L’environnement actuel ne permet pas d’adopter une vue optimiste sur les actions pour les prochains mois, en tout cas pas avant la fin de l’été. Trop de conditions doivent être remplies pour envisager la fin du marché baissier et l’amorce d’un nouveau cycle favorable aux actifs risqués.

La guerre en Ukraine est sans doute l’évènement déstabilisateur le plus important en 2022. Elle exacerbe les tensions inflationnistes déjà visibles au sortir de la pandémie. Les risques de fort ralentissement économique, voire de récession, sont élevés et ne sont reflétés ni dans les consensus des analystes financiers ni dans les valorisations des marchés d’actions, en-dehors de quelques secteurs très cycliques déjà fortement impactés par les arbitrages sectoriels dans les portefeuilles des investisseurs. A part en Chine (volonté politique de soutenir la croissance avant le XXème Congrès), le resserrement des conditions financières s’observe partout, ce qui, dans un monde endetté, ne peut que conduire à un freinage prononcé de l’économie. Les banques centrales sont prises à leur propre piège après des années de déversement de liquidités pour répondre à la multiplication des crises (éclatement de la bulle internet de 2000, crise immobilière des subprimes de 2008, crise des dettes souveraines de la zone euro de 2010-2011, crise de la Covid-19 de 2020). Les marchés financiers subissent la fin du déni des autorités monétaires qui reconnaissent enfin que leurs politiques de taux d’intérêt nuls et d’assouplissement quantitatif ont pu aussi aboutir à des effets négatifs (bulles d’actifs, aggravation des inégalités de patrimoine, dérapages budgétaires, risques d’emballement des anticipations d’inflation). La fin de ce que les économistes appellent la dominance fiscale (politique monétaire subordonnée à la politique budgétaire) pour assurer la solvabilité d’États prodigues et favoriser ainsi l’emploi et la croissance ne permet plus d’espérer de nouveaux programmes de relance budgétaire aussi massifs que ceux vus durant la pandémie. Soutiens monétaires et budgétaires sont bien derrière nous.

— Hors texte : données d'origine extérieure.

PR #36341, opened 2026-06-27
feat(web): base-store foundation — seed/resync + base/optimistic slices (client-sync)

dvargasfuertes:
Cutover **part 1**: the home the rendered transcript will move to. **Unwired** today — render still reads cached history ⊕ `liveTurn`; this just adds the store slices and the seed/resync logic so the wiring PR is a focused swap.

## `resolveBase(snapshot, tail)` (rolling-base.ts)
The seed/resync combiner — and seed *is* resync, same operation:
- `tail === null` (eviction gap, or no version anchor) → the snapshot stands alone.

La période qui s’ouvre marque sans doute le retour de la gestion active des portefeuilles, car les investisseurs, qui se sont longtemps détournés du sujet de la valorisation des actifs financiers, se contentant souvent d’acheter les grands indices américains, font face aujourd’hui aux risques d’une hausse des taux réels et d’une contraction des marges bénéficiaires des entreprises. Nous ne pouvons dès-lors que recommander la plus élémentaire prudence.